--- START ---

PR #746, opened 2025-01-05
Hooks: Use `load_hook` to support python >= 3.12 | < 3.5

### LINKED ISSUE #736: 'FileFinder' object has no attribute 'find_module'
The engine fails to initialize with the error `AttributeError: 'FileFinder' object has no attribute 'find_module'`. It happens because it was deprecated, see https://docs.python.org/3/library/pkgutil.html#pkgutil.find_loader.

It can be solved easily changing this:

https://github.com/z411/trackma/blob/e56718b3ebcadc1a3ce73d6530d1c342f8ab80ed/trackma/engine.py#L315

For this:

```python
module = loader.find_spec(name).loader.load_module(name)
```

I think maybe there's a better way to do it(?) but I don't have much time to check it.

ahmubashshir:
Fixes #736
Signed-off-by: Mubashshir <ahmubashshir@gmail.com>

### DIFF
--- a/trackma/engine.py
+++ b/trackma/engine.py
@@ -304,6 +304,18 @@ class Engine:
             if os.path.isdir(hooks_dir):
                 import pkgutil
 
+                try:
+                    from importlib.util import module_from_spec
+
+                    def load_hook(loader, name):
+                        spec = loader.find_spec(name)
+                        module = module_from_spec(spec)
+                        spec.loader.exec_module(module)
+                        return module
+                except ImportError:
+                    def load_hook(loader, name):
+                        return loader.find_module(name).load_module(name)
+
                 self.msg.info("Importing user hooks...")
                 for loader, name, ispkg in pkgutil.iter_modules([hooks_dir]):
                     # List all the hook files in the hooks folder, import them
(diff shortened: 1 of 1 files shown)


trackma/engine.py
```diff
@@ -304,6 +304,18 @@ def start(self):
...
+                    from importlib.util import module_from_spec
+
+                    def load_hook(loader, name):
+                        spec = loader.find_spec(name)
+                        module = module_from_spec(spec)
+                        spec.loader.exec_module(module)
+                        return module
+                except ImportError:
+                    def load_hook(loader, name):
+                        return loader.find_module(name).load_module(name)
```
FichteFoll, line 317: trackma currently requires Python 3.8, so we don't need this fallback code for <3.5 (which is ancient).

FichteFoll (changes requested):

trackma/engine.py
ahmubashshir: I'm stuck in implementing this here... `loader.find_module().load_module()` allowed importing sibling packages, but newer one doesn't... so I'm stuck on this... Is there any way to do this without resorting to sys.path modification?

FichteFoll: Guess I'll have to take a look at testing this myself. No promises when I'll get to that, though.

ahmubashshir: Found a way to fix sibling imports, but it's not clean...

I should move load_module to utils module...

FichteFoll:
After some research I am confident that #769 is the proper way to do this now, so I'm closing this PR as a duplicate. Thanks for taking a look.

--- END ---

WORK ITEM: Among the lines of the data, find every one that holds "trackma" and copy it.

ANSWER SPACE:
https://github.com/z411/trackma/blob/e56718b3ebcadc1a3ce73d6530d1c342f8ab80ed/trackma/engine.py#L315
--- a/trackma/engine.py
+++ b/trackma/engine.py
trackma/engine.py
FichteFoll, line 317: trackma currently requires Python 3.8, so we don't need this fallback code for <3.5 (which is ancient).
trackma/engine.py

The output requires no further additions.